(DATA IN THIS EXERCISE begins)

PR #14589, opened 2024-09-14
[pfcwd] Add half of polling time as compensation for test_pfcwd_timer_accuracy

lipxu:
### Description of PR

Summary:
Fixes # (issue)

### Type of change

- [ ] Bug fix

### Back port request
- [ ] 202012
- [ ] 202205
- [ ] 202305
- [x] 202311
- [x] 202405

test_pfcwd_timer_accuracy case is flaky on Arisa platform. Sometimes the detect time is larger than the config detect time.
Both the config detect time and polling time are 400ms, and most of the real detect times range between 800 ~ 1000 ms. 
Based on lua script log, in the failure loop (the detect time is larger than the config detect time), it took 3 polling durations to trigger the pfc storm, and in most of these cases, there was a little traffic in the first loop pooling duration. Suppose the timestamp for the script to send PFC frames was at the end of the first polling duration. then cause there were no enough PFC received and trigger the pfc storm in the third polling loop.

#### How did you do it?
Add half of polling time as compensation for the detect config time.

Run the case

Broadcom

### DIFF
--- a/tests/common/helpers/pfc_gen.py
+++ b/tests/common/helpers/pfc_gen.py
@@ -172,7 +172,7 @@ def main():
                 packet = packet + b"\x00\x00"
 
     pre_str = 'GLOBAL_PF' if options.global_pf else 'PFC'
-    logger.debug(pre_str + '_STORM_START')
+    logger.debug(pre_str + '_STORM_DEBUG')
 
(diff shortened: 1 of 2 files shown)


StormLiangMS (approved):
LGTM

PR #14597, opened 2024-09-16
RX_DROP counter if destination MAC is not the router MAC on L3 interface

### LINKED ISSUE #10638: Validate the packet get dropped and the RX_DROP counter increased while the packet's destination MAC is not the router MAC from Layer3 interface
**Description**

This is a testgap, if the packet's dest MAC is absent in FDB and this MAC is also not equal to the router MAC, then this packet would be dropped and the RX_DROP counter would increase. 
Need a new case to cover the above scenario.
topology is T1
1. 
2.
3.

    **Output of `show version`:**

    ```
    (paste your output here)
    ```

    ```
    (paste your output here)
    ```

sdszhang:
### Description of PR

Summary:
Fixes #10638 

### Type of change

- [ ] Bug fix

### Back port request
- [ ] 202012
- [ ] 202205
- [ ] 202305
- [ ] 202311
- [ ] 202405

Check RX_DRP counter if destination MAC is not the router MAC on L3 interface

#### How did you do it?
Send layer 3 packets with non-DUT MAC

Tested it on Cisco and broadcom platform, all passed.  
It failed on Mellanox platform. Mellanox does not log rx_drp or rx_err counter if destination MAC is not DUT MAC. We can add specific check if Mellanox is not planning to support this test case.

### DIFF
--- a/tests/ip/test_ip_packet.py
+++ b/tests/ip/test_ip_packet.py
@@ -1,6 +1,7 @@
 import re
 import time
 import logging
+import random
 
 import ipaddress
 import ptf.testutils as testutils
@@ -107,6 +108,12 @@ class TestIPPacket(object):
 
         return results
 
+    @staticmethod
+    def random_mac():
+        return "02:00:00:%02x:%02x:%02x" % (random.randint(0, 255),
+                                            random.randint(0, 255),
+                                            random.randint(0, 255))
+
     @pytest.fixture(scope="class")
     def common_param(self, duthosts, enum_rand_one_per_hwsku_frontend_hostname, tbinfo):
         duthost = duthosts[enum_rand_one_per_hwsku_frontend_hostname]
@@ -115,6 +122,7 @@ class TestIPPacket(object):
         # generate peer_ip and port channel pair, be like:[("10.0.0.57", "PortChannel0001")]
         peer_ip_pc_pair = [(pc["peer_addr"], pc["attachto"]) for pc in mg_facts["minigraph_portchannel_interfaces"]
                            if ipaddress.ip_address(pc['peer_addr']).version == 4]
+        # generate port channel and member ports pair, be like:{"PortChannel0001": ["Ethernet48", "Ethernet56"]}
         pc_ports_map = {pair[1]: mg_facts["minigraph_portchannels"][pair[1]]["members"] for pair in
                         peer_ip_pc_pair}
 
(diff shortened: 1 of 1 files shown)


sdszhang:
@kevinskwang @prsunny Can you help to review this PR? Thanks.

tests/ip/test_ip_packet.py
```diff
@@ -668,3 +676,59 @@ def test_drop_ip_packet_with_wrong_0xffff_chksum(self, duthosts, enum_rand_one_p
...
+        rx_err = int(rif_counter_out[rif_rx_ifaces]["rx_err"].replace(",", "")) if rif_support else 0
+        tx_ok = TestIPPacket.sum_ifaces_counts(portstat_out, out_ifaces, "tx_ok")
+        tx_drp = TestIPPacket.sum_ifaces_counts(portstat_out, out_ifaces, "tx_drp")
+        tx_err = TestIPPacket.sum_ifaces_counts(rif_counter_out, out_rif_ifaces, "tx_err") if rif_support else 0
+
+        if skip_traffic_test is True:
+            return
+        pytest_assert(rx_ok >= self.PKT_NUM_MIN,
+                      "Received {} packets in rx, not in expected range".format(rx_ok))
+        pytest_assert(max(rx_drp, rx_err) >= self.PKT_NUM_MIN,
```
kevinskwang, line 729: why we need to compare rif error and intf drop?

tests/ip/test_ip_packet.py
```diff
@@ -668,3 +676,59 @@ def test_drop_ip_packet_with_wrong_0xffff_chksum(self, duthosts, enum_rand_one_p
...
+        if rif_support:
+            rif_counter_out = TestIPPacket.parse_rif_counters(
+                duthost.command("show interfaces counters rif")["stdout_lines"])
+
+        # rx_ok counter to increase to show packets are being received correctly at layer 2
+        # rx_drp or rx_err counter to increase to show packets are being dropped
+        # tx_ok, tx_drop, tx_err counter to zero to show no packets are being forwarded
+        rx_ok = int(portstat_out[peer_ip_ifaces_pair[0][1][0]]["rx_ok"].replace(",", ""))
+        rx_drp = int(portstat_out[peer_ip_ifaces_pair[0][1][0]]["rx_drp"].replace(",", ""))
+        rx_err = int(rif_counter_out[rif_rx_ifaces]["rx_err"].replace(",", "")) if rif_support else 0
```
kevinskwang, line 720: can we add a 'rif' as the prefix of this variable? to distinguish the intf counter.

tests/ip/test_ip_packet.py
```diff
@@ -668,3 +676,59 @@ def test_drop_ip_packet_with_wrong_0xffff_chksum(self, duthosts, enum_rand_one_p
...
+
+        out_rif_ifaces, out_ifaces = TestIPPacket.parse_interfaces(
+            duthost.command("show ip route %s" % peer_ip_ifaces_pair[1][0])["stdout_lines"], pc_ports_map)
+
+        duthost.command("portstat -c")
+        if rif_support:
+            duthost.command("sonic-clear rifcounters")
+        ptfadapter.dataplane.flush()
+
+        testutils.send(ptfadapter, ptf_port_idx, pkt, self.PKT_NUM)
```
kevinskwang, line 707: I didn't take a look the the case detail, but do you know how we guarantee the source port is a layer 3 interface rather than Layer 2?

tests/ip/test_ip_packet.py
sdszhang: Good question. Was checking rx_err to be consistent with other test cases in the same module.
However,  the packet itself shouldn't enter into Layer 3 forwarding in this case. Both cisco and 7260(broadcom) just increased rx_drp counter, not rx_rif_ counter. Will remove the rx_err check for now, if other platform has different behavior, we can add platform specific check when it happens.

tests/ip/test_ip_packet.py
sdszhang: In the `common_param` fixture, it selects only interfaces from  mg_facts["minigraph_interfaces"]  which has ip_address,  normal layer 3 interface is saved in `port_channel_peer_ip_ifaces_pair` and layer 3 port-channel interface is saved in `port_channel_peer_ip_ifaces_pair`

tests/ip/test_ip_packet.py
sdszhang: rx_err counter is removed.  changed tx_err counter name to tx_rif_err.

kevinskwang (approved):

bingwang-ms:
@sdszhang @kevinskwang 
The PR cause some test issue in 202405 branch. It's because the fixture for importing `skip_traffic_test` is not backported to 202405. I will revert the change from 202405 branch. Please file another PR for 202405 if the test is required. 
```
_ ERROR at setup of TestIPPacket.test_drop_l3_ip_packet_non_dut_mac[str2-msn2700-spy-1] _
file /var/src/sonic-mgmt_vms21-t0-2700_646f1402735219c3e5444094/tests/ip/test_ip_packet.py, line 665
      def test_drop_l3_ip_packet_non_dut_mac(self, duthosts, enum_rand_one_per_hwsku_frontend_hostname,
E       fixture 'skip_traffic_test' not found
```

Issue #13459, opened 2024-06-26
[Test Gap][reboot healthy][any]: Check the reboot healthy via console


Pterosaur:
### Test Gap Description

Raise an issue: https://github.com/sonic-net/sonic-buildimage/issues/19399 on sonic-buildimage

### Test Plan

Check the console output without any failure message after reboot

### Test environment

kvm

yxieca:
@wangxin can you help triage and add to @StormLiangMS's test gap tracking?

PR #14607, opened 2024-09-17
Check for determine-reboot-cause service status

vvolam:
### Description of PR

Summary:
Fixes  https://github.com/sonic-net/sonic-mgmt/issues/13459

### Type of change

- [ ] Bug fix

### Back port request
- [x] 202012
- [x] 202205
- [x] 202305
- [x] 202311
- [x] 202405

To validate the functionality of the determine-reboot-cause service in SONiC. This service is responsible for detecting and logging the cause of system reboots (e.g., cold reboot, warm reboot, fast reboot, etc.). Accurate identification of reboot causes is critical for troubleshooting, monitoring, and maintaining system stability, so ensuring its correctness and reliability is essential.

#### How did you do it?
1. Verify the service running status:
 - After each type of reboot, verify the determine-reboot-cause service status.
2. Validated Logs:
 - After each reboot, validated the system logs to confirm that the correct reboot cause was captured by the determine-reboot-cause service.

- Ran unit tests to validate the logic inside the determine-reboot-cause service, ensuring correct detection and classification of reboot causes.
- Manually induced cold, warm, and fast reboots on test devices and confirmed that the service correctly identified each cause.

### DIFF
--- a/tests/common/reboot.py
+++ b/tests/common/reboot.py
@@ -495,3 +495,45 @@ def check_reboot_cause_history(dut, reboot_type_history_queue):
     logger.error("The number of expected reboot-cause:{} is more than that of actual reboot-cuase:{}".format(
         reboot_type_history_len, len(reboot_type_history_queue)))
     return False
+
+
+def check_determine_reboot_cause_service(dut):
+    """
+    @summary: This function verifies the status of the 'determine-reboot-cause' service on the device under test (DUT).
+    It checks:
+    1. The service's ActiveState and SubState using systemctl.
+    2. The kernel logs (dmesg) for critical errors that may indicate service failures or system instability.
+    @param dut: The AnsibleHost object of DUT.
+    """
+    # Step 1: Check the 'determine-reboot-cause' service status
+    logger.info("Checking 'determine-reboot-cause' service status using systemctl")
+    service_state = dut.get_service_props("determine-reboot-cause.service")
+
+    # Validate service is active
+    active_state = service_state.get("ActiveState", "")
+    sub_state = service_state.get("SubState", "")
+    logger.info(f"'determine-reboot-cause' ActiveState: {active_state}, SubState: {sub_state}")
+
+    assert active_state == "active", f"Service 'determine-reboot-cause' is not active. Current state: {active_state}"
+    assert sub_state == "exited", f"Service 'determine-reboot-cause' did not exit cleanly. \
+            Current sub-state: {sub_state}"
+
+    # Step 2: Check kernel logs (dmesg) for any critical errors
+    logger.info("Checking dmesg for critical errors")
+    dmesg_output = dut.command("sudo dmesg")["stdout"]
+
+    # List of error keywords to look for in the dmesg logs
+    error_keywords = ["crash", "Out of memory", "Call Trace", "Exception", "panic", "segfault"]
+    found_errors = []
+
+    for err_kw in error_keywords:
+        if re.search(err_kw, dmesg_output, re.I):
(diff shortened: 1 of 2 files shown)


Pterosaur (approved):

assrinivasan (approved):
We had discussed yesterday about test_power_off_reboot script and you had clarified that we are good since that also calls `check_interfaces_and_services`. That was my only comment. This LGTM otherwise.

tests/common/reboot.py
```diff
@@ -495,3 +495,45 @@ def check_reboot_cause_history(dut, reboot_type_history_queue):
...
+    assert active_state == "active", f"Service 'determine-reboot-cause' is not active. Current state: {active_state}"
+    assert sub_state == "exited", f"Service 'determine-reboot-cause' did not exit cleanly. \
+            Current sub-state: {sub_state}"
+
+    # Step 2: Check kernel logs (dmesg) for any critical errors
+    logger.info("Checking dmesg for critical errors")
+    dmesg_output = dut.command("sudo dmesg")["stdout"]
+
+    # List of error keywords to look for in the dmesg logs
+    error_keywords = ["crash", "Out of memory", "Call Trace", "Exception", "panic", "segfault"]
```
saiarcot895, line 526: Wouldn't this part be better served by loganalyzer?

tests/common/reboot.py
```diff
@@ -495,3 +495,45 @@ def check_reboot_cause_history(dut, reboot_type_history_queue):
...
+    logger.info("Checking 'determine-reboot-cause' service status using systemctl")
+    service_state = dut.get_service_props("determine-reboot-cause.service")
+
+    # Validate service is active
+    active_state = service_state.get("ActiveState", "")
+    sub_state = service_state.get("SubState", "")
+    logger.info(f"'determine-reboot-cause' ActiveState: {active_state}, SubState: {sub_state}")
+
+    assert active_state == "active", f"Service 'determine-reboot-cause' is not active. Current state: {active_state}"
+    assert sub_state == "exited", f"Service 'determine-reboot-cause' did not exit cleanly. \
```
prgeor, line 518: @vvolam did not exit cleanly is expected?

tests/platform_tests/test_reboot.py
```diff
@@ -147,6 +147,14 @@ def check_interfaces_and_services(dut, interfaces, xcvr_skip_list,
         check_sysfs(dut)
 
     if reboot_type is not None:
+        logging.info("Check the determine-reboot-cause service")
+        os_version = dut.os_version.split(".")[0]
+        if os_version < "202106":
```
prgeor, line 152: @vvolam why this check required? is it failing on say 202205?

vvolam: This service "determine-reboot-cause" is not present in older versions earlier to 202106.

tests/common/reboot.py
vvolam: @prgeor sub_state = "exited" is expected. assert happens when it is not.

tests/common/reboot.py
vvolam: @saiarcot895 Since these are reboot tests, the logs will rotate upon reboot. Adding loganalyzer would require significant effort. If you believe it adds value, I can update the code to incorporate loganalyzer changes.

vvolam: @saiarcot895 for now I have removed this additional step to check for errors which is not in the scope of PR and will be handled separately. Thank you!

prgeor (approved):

(DATA IN THIS EXERCISE ends)
(DATA IN THIS EXERCISE begins)

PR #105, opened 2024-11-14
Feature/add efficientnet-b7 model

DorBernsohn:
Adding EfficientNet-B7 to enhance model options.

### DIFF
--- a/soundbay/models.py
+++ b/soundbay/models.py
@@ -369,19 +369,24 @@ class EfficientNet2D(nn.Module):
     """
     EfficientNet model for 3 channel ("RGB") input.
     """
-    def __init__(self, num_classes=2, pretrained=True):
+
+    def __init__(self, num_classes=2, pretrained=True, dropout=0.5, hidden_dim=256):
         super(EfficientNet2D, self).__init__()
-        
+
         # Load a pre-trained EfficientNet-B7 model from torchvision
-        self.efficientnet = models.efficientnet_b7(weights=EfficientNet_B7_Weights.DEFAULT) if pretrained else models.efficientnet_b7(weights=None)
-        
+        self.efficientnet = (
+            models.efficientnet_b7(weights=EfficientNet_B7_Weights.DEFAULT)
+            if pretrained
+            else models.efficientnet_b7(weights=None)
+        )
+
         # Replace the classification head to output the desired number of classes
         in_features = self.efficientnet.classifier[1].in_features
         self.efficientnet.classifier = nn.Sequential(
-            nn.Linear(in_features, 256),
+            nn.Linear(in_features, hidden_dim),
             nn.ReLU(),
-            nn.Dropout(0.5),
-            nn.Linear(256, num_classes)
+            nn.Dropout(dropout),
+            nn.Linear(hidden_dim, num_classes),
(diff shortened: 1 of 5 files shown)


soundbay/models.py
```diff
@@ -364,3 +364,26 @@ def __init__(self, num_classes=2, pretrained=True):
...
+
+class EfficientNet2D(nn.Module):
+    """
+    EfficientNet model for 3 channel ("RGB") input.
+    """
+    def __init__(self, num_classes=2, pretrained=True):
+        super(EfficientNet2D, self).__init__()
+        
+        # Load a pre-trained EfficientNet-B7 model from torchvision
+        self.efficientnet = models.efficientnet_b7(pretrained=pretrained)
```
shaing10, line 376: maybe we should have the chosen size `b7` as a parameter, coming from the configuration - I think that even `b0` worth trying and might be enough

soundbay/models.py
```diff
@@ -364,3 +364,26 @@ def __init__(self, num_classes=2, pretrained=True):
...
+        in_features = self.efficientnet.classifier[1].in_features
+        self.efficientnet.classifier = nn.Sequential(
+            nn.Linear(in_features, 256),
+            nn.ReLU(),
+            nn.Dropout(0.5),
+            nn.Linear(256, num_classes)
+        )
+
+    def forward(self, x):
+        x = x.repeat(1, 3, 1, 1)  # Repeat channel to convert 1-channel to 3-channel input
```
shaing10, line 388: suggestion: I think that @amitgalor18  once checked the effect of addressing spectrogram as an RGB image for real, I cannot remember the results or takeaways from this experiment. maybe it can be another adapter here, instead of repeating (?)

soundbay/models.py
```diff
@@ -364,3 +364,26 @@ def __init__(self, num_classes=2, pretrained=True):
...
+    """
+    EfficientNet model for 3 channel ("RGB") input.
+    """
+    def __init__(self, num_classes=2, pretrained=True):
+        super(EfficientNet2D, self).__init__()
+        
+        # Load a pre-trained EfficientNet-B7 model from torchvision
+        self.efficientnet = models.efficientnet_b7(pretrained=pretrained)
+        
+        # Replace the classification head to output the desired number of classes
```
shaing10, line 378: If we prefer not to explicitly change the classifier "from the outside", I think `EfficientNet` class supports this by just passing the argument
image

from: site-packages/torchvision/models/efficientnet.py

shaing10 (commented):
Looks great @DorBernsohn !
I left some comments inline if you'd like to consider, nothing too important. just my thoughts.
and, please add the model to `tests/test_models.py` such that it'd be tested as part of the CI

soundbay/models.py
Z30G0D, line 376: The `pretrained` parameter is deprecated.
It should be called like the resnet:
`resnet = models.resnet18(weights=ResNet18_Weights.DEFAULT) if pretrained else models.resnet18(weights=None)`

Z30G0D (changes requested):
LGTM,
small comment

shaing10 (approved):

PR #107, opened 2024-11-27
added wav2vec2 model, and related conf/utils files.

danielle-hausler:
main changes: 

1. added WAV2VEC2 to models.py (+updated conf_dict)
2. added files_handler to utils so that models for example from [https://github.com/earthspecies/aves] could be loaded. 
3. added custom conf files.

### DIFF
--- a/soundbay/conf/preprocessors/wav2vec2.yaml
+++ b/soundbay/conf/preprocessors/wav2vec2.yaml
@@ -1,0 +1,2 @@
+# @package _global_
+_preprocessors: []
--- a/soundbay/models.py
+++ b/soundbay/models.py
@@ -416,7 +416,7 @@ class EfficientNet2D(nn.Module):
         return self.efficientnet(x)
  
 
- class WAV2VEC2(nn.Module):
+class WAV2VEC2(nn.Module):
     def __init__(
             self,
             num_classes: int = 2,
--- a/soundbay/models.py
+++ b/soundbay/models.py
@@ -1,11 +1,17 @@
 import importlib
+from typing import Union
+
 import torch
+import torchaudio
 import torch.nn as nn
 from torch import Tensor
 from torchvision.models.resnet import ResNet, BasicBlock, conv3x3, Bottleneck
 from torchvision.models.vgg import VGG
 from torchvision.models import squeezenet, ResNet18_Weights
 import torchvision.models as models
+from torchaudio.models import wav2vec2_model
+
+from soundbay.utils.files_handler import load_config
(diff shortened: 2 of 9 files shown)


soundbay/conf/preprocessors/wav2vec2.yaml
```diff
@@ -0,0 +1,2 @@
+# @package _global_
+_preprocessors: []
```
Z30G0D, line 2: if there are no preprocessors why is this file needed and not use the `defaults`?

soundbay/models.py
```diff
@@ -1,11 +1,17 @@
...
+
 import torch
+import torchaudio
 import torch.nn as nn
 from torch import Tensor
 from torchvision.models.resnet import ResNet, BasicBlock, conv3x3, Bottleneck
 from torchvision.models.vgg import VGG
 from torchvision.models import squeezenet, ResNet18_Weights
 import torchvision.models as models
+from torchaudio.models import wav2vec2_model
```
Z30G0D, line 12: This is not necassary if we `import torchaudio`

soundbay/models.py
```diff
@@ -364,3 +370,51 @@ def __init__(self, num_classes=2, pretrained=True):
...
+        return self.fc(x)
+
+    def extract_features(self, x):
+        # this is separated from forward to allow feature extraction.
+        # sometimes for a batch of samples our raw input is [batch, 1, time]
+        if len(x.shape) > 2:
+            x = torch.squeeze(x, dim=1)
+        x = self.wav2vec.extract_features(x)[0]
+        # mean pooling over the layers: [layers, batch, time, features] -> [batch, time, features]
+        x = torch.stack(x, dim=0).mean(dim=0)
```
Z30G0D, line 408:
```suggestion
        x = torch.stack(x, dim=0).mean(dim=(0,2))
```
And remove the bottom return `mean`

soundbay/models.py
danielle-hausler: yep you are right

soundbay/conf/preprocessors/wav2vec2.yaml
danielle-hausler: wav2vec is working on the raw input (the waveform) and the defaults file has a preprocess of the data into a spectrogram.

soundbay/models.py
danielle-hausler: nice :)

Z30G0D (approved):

(DATA IN THIS EXERCISE ends)

The lines to return are those in the entries above that include "input".

▶ SOLVED PROBLEM
     EfficientNet model for 3 channel ("RGB") input.
+    EfficientNet model for 3 channel ("RGB") input.
+        x = x.repeat(1, 3, 1, 1)  # Repeat channel to convert 1-channel to 3-channel input
+    EfficientNet model for 3 channel ("RGB") input.
+        # sometimes for a batch of samples our raw input is [batch, 1, time]
danielle-hausler: wav2vec is working on the raw input (the waveform) and the defaults file has a preprocess of the data into a spectrogram.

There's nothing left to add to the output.